Collected data entries:
* * * * * * *

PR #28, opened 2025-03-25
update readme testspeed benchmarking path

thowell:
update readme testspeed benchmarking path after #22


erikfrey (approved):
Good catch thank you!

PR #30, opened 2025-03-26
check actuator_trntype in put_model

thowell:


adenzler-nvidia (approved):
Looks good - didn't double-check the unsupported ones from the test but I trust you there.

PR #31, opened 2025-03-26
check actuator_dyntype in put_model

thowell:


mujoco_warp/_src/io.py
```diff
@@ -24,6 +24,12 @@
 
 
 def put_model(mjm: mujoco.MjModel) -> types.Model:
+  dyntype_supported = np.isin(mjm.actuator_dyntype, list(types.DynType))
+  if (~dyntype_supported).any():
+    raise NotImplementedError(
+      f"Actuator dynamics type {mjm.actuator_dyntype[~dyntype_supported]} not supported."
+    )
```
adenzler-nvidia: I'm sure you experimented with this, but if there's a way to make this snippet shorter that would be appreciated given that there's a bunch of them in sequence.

* * * * * * *

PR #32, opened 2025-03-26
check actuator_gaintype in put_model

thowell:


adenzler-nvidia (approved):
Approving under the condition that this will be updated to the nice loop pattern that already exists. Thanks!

* * * * * * *

_Problem details_
Whenever "testspeed" occurs in a line of the entries, copy that line.

_Expected output_
update readme testspeed benchmarking path
update readme testspeed benchmarking path after #22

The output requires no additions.